PR #2915, opened 2023-08-24
feat(config): detect empty images and ignore them

blacha:
#### Description

Sometimes when tiffs are create they are created outside the bounds of where the source tiff actually has data. 

`gdal_translate` will then create a completly empty tiff, as the tiffs are created with `sparse_ok=true` the internal tiff tag `TileOffsets`  which contains the file offsets for all the internal tiles will contain offsets of `0` with byte length of `0`.

If all the offsets are `0` then there is no data inside the tiff.

#### Intention

We are seeing a large number of empty tiffs being imported into our configuration and until we can clean out the source locations it is easier to check the tiff to see if it contains data, when we are creating the configuration.

I have tested this with the current [linz/basemaps-config](https://github.com/linz/basemaps-config) configs and it found 4,548 empty tiff files ranging in size from 1KB to 250KB.

#### Checklist
- [x] Tests updated
- [ ] Docs updated
- [ ] Issue linked in Title

### DIFF
--- a/packages/config/src/json/json.config.ts
+++ b/packages/config/src/json/json.config.ts
@@ -59,7 +59,7 @@ const SmallTiffSizeBytes = 256 * 1024;
 async function isEmptyTiff(path: string): Promise<boolean> {
   const tiff = await CogTiff.create(fsa.source(path));
 
-  // Starting the smallest tiff overview greatly reduces teh amount of data needing to be read
+  // Starting the smallest tiff overview greatly reduces the amount of data needing to be read
   // if the tiff contains data.
   for (const img of tiff.images.reverse()) {
     const tileOffsets = img.tileOffset;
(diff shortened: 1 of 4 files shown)


packages/config/src/json/json.config.ts
```diff
@@ -41,6 +43,37 @@ export function guessIdFromUri(uri: string): string | null {
...
+ *
+ * This looks at the first few overview levels to see if any internal tiff tiles contain data
+ *
+ * @param path path to check
+ * @returns true if the tiff is empty, false otherwise
+ */
+async function isEmptyTiff(path: string): Promise<boolean> {
+  const tiff = await CogTiff.create(fsa.source(path));
+
+  // Starting the smallest tiff overview greatly reduces teh amount of data needing to be read
```
ajacombs, line 62:
```suggestion
  // Starting the smallest tiff overview greatly reduces the amount of data needing to be read
```
Typo

ajacombs (approved):

ajacombs (approved):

■ ■ ■

■ TASK DESCRIPTION:
From the first line of the data above through the line containing "#### Intention", repeat each line exactly, and add nothing.

■ COMPLETED TASK:
PR #2915, opened 2023-08-24
feat(config): detect empty images and ignore them

blacha:
#### Description

Sometimes when tiffs are create they are created outside the bounds of where the source tiff actually has data. 

`gdal_translate` will then create a completly empty tiff, as the tiffs are created with `sparse_ok=true` the internal tiff tag `TileOffsets`  which contains the file offsets for all the internal tiles will contain offsets of `0` with byte length of `0`.

If all the offsets are `0` then there is no data inside the tiff.

#### Intention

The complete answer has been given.